I've been tirelessly converting a reinforcement learning program from Python to JavaScript using TensorFlow.js that is running Twin Delayed Deep Deterministic Policy Gradient (TD3). I'm just trying to make a basic blueprint for myself and the community to use. I've put in a lot of work and I feel like it should basically be complete, but I can't find out why the agent keeps (very quickly) converging on a single action selection (even though it's being penalized for doing so, even testing at 300 iterations). I checked the loss variables and they seem to be working as expected. Although I'm great with JavaScript and have a solid understanding of how everything works, I'm not a professional with Python or TensorFlow.js (yet).
I need some people with experience in the following areas to review my code: Reinforcement Learning, TD3 (or DDPG), Tensorflow.JS.

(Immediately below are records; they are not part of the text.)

PR #7391, opened 2016-12-08
Make terminal table more responsive

hjanuschka:
this trys to fix the ugliness of terminal table on small terminals - by making tables fit to terminal width.
in addition to the variable size, i also did a middle_truncate.

so instead of `very long va...`  now `very ... value`  is displayed.

# Large
large

# Medium
medium

# Small
small

> Ruby 1.9.3 added 'io/console' to the standard library.
the additional require should not be a problem.

to quickly test it use this ruby script:

```ruby
require "fastlane_core"
FastlaneCore::PrintTable.print_values(config:
  { wwwwwwwwwwwwwwwwwwwwwwwwwwwwwwwwwwwwwwwwwwwwwwwwwwwwwwwwwwwwwwwww: "bbbbbbbbbbbbbbbbbbbbbbbbbbbbbbbbbbbbbbb bbbbbbbbbbbbbbbbbbbbbbb bbbbbbbbbbbbbbbbbbbbbbbbbbbbbbbbbbbbbbbbbbbbbbbbbbbbbbbbbbbbbbbb",
      wwwwwwwwwwwwwwwwwwwwwwwwxw: "ccc bbbbbbbbbbbbbbbbbbbbbbbbbbbbbbbbbbbbbbb bbbbbbbbbbbbbbbbbbbbbbb bbbbbbbbbbbbbbbbbbbbbbbbbbbbbbbbbbbbbbbbbbbbbbbbbbbbbbbbbbbbbbbb" },

                                   hide_keys: [],
                                       title: "Summary SUM")

```

### DIFF
--- a/fastlane_core/lib/fastlane_core/print_table.rb
+++ b/fastlane_core/lib/fastlane_core/print_table.rb
@@ -4,7 +4,7 @@ module FastlaneCore
       # This method prints out all the user inputs in a nice table. Useful to summarize the run
       # You can pass an array to `hide_keys` if you don't want certain elements to show up (symbols or strings)
       # You can pass an array to `mask_keys` if you want to mask certain elements (symbols or strings)
-      def print_values(config: nil, title: nil, hide_keys: [], mask_keys: [])
+      def print_values(config: nil, title: nil, hide_keys: [], mask_keys: [], transform: :newline)
         require 'terminal-table'
 
         options = {}
@@ -24,7 +24,14 @@ module FastlaneCore
         rows = self.collect_rows(options: options, hide_keys: hide_keys.map(&:to_s), mask_keys: mask_keys.map(&:to_s), prefix: '')
 
         params = {}
-        params[:rows] = limit_row_size(rows)
+        transform = false if FastlaneCore::Env.truthy?("FL_SKIP_TABLE_TRANSFORM")
+
+        if transform
+          params[:rows] = transform_output(rows, transform)
+        else
+          params[:rows] = rows
+        end
+
         params[:title] = title.green if title
 
         puts ""
@@ -34,16 +41,60 @@ module FastlaneCore
         return params
       end
 
-      def limit_row_size(rows, max_length = 100)
-        require 'fastlane_core/string_filters'
-
-        max_key_length = rows.map { |e| e[0].length }.max || 0
-        max_allowed_value_length = max_length - max_key_length - 7
-        rows.map do |e|
-          value = e[1]
-          value = value.to_s.truncate(max_allowed_value_length) unless [true, false].include?(value)
-          [e[0], value]
+      def colorize_array(array, colors)
+        value = ""
+        array.each do  |l|
+          colored_line = l
+          colored_line = "#{colors.first[0]}#{l}#{colors.last[0]}" if colors.length > 0
+          value << colored_line
+          value << "\n"
         end
+        return value
+      end
+
+      def transform_output(rows, transform)
+        require 'fastlane_core/string_filters'
+        require 'tty-screen'
+
+        return_array = []
+        tcols = TTY::Screen.width
+
+        col_count = rows.map(&:length).first || 1
+
+        # -4 per column - as tt adds "| " and " |"
+        terminal_table_padding = 4
+        max_length = tcols - (col_count * terminal_table_padding)
+
+        max_value_length = (max_length / col_count)
+
+        rows.map do |row|
+          new_row = []
+          row.each do |col|
+            value = col.to_s.dup
+            if transform == :truncate_middle
+              value = value.middle_truncate(max_value_length)
+            elsif transform == :newline && value
+              # remove all fixed newlines as it may mess up the output
+              value.tr!("\n", " ") if value.kind_of?(String)
+              if value.length >= max_value_length
+                colors = value.scan(/(\e\[.*?m)/)
+                if colors && colors.length > 0
+                  colors.each do |color|
+                    value.delete!(color.first)
+                    value.delete!(color.last)
+                  end
+                end
+                lines = value.wordwrap(max_value_length)
+                value = colorize_array(lines, colors)
+              end
+            end
+            new_row << value
+          end
+          return_array << new_row
+          return_array << :separator
+        end
+        return_array.pop
+        return return_array
       end
 
       def collect_rows(options: nil, hide_keys: [], mask_keys: [], prefix: '', mask: '********')
--- a/fastlane_core/lib/fastlane_core/string_filters.rb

Everything is on GitHub at https://github.com/CloudZero2049/TD3-TensorFlowJS
All the info about the project is in the README. TD3script.js is the only one to worry about, there's also one without comments.
I have been reviewing the code and math extensively everything seems to be working properly. But when testing the agent quickly settles on a single bad action even though it's being penalized. I tried 300 iterations, 200 warmup, 100 batch_size to see if it was a time issue without a change. I feel confident in the structure and math but something is clearly wrong. After going over the code so many times and making improvements I've finally hit the wall, I don't see how I can proceed.
I expected at some point for the agent to realize it was doing something wrong and try something new. I would have gotten much better results if the actions were completely random.